Case adjudication was performed by two expert physicians who independently reviewed the data obtained during the ED visit and follow-up, blinded to copeptin levels. Case adjudication was dichotomic. In case of discordance, the case was adjudicated after discussion. Mortality was checked in the index visit records, in subsequent ED records and in all hospital admission events that followed the index visit.

Outcomes and power

The primary outcome was the diagnostic accuracy of copeptin for diagnosis of AAS. Secondly, we evaluated the performance of copeptin in association with D-dimer for diagnosis of AAS and mortality associated with copeptin levels.

The present study was powered to test the null hypothesis that plasma copeptin is comparable in AAS and in alternative diagnoses. Assuming that copeptin levels would be 15 ± 30 pmol/L in patients without AAS, an enrolment ratio of 2, a type I error of 0.05 and type II error of 0.1, we estimated that at least 224 patients needed to be included.

Statistical analysis

Characteristics are reported with median plus interquartile range (IQR) for continuous variables and proportions plus 95% confidence interval (CI) for categorical variables. Statistical differences were compared with non-parametric Mann-Whitney U-test, Kruskal-Wallis with post-hoc Dunn’s multiple comparison test for independent samples or with Pearson’s χ2 test.

The diagnostic performance of copeptin was assessed with receiver operating characteristic (ROC) analysis.
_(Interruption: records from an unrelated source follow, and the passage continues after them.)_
PR #105, opened 2015-05-14
Release redis.v3 beta.

vmihailenco:
@dim is there anything you want to do before releasing v3 with ClusterClient?

### DIFF
--- a/.travis.yml
+++ b/.travis.yml
@@ -13,5 +13,5 @@ install:
   - go get github.com/onsi/ginkgo
   - go get github.com/onsi/gomega
   - mkdir -p $HOME/gopath/src/gopkg.in
-  - mv $HOME/gopath/src/github.com/go-redis/redis $HOME/gopath/src/gopkg.in/redis.v2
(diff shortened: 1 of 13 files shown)


dim:
Only a `Readonly bool` on the cluster options, which is then applied on `initConn`

vmihailenco:
Looks like that can be added at any point and should not block v3. FYI I plan to tag v3 this weekend after I switch our internal projects to use new API.

epelc:
@vmihailenco Does v2 of this package work with redis 3.0?

vmihailenco:
Yes, it works. go-redis client version numeration has nothing to do with Redis Server version numeration. It is just an accident that they (will) match.

epelc:
@vmihailenco Thanks I got a few more questions. Are there some major changes in v3? Would you recommend using v2 or v3 if I was going to switch from redigo today?

vmihailenco:
I would say v3. It has nicer API and has Redis Cluster support.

The area under the curve (AUC) was estimated per Hanley and McNeil and AUC comparison was performed per DeLong. The Youden’s index was calculated as: sensitivity + specificity −1. The maximum value of the index was used as a criterion for selecting the optimal cut-off point. The following variables were calculated: sensitivity, specificity, PPV, NPV, LR+ and LR−.
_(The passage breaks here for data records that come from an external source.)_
PR #107, opened 2015-05-14
Remove PSetEx and SetEx. Set should be used instead.

vmihailenco:


TwinProduction:
Challenged by https://github.com/go-redis/redis/pull/1546

Issue #111, opened 2015-05-15
Are MULTI/EXEC transactions thread-safe?


albrow:
I was looking at the code that handles MULTI/EXEC. [This comment](https://github.com/go-redis/redis/blob/v2.3.2/multi.go#L10) seems to say that issuing transactions with MULTI/EXEC is not thread-safe. I.e., if you have multiple connections issuing transactions in different threads, it could result in commands being received in the wrong order (e.g. redis server receiving MULTI twice before receiving EXEC). I just wanted to make sure. Is the comment still correct?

Survival analysis was performed by constructing Kaplan Meier curves and by log-rank testing. To identify the variables associated with mortality, contingency tables were constructed, and odds ratios were computed. Pearson’s χ2 test was applied. All variables tested in univariate analysis were introduced in the multivariable binary logistic regression analysis. Statistical computations were conducted with SPSS software ver. 20 (IBM) and R ver. 3.0.2. P-values were considered significant if <0.05.